Pyeongtaek ProtestSouth Korea’s leftist daily, Hankyoreh, thinks South Korea has become American service members’ “playground for criminal activity“.

In recent days, US forces in Korea have been responsible for a series of crimes. This past weekend alone, there were three altercations in the Seoul area involving US GIs. And only two weeks ago three US soldiers caused a late-night disturbance in Seoul’s Itaewon neighborhood and shot a BB gun at citizens and the police officers who were in pursuit and fleeing from the scene…

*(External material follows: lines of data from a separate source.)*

PR #7, opened 2016-08-02
Add address book upload analytics

daehn:
**What's in this PR?**

* Adds address book upload tracking ([6980](https://wearezeta.atlassian.net/browse/ZIOS-6980))

### DIFF
--- a/Source/AddressBookTracker.swift
+++ b/Source/AddressBookTracker.swift
@@ -1,0 +1,86 @@
+//
+// Wire
+// Copyright (C) 2016 Wire Swiss GmbH
+//
+// This program is free software: you can redistribute it and/or modify
+// it under the terms of the GNU General Public License as published by
+// the Free Software Foundation, either version 3 of the License, or
+// (at your option) any later version.
+//
+// This program is distributed in the hope that it will be useful,
+// but WITHOUT ANY WARRANTY; without even the implied warranty of
+// MERCHANTABILITY or FITNESS FOR A PARTICULAR PURPOSE. See the
+// GNU General Public License for more details.
+//
+// You should have received a copy of the GNU General Public License
+// along with this program. If not, see http://www.gnu.org/licenses/.
+//
+
+
+import Foundation
+
+
+private enum Attribute: String {
+    case Outcome = "outcome"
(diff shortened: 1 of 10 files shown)


Source/Registration/ZMAddressBookEncoder.m
```diff
@@ -167,6 +168,7 @@ - (void)createPayloadWithCompletionHandler:(void(^)(ZMEncodedAddressBook *encode
                     index++;
                 }
                 result.otherData = (otherHashesCards.count < 1) ? nil : otherHashesCards;
+                result.addressBookSize = addressBook.numberOfContacts;
```
marcoconti83: We still have that artificial limit of 1000 contacts max, right? In this case, I think `numberOfContacts` will be capped at 1000. What we wanted to know is whether the users has 12.000 contacts, so we can figure out if we are too restrictive with a limit of 1000.

Source/AddressBookTracker.swift
```diff
@@ -0,0 +1,86 @@
...
+import Foundation
+
+
+private enum Attribute: String {
+    case Outcome = "outcome"
+    case Size = "size"
+    case Interval = "interval"
+}
+
+private extension Bool {
```
mikeger: I think that this is a bit weird. I would think of moving it into the scope of `AddressBookTracker`

Source/Registration/ZMAddressBookEncoder.m
daehn: @marcoconti83 `numberOfContacts` was newly added and returns the number of all contacts in the address book

Source/AddressBookTracker.swift
daehn: @mikeger unfortunately extensions can only by on file scope, but as it is only used once I will inline it

mikeger:
**All checks have failed**
Looks like Travis cannot find `ZMSystem` WAT

daehn:
@mikeger travis is not yet fully set up for `wire-iso-sync-engine`

mikeger:
@daehn All right, I see now

daehn:
@marcoconti83 please re-review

After midnight on Mar. 17, there were two incidents in a row in which drunken US soldiers committed acts of violence around Seoul’s Hongdae area and then assaulted the police officers who tried to stop them.


Crimes by US soldiers increased from 239 in 2007 to 264 in 2012, but the percentage of soldiers who were not prosecuted actually increased from 38.6% to 67%. These Ministry of Justice statistics illustrate the complacent attitude the Korean judicial authorities take to crimes by the US military.

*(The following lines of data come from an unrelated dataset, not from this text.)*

PR #15, opened 2016-08-08
Load selfUser for syncMOC on syncMOC queue in UserImageTranscoder

mikeger:
- Another approach to fixing the crashes happening in current release
- Originally self user was created from syncMOC on main thread
- Idea is that the data gets corrupted because of loading happening on the incorrect thread

### DIFF
--- a/Source/Synchronization/Transcoders/ZMUserImageTranscoder.m
+++ b/Source/Synchronization/Transcoders/ZMUserImageTranscoder.m
@@ -75,12 +75,8 @@ static NSString * const RequestUserProfileSmallAssetNotificationName = @"ZMReque
 {
     self = [super initWithManagedObjectContext:moc];
     if (self != nil) {
-        ZMUser *selfUser = [ZMUser selfUserInContext:moc];
-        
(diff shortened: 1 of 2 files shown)


Source/Synchronization/Transcoders/ZMUserImageTranscoder.m
```diff
@@ -101,7 +96,13 @@ - (instancetype)initWithManagedObjectContext:(NSManagedObjectContext *)moc image
                                                                                          entityName:ZMUser.entityName
                                                                       predicateForObjectsToDownload:filterForMediumImage
                                                                                managedObjectContext:self.managedObjectContext];
-        [self.mediumDownstreamSync whiteListObject:selfUser];
+        
+        [moc performGroupedBlock:^{
+            ZMUser *selfUser = [ZMUser selfUserInContext:moc];
```
marcoconti83: Nice fix, this is perfect to perform async as we don't need to whitelist RIGHT NOW. Every time we avoid doing a sync block it is a deadlock we spare ourselves 👍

GI Korea has a rejoinder, a bit apples and oranges, though, because the the time frame of the Hani’s and GI Korea’s respective analyses are not completely congruent. Still, there is not an epidemic of lawlessness in South Korea caused by foreign invaders.

It is important to keep in mind that this is 137 criminal convictions out of a population of up to reportedly 28,500 USFK servicemembers in South Korea. This comes out to .005 of the USFK population that has been convicted of a crime. We are talking very small numbers here. It is also important to remember that the crime rate is rising mostly because of traffic related incidents. So that is why I have always believed the best way to look at the USFK crime rate is to look at major crimes.


So the only major crime category where the USFK ratio is higher than the Korean ratio is for burglary for whatever reason. Something else to keep in mind is that the USFK ratio is actually lower when one considers that only 24 people committed the 31 major crime convictions. So basically out of 28,500 service members in USFK there is 24 serious criminals. Even though this is a very small number because of the two high profile rape incidents this number could of been two people and it would not have mattered because the perception would remain that GI crime is out of control.

Mind you, again, GI Korea looked at 2011 and the Hani, 2012. It’s possible USFK crime rates are getting worse, as the Hani alleges. It’s the ratio that matters.

On a related note, I was looking at corruption. Over the last decade-and-a-half, South Korea has not really improved its corruption problems. According to Transparency International, in its “Exporting Corruption? Country Enforcement of the OECD Anti-Bribery Convention, Progress Report 2012″, South Korea’s rating has held steady for the decade, which is laudable, but it’s still worse than the United States’ ranking. In the early half of the last decade there were a number of bribery cases, including the Seo Case and Aulson and Sky, involving USFK brass and South Korean officials. 2006 looked to be a very bad year, too. I’m not entirely sure what to make of these cases, but I’m concerned about it.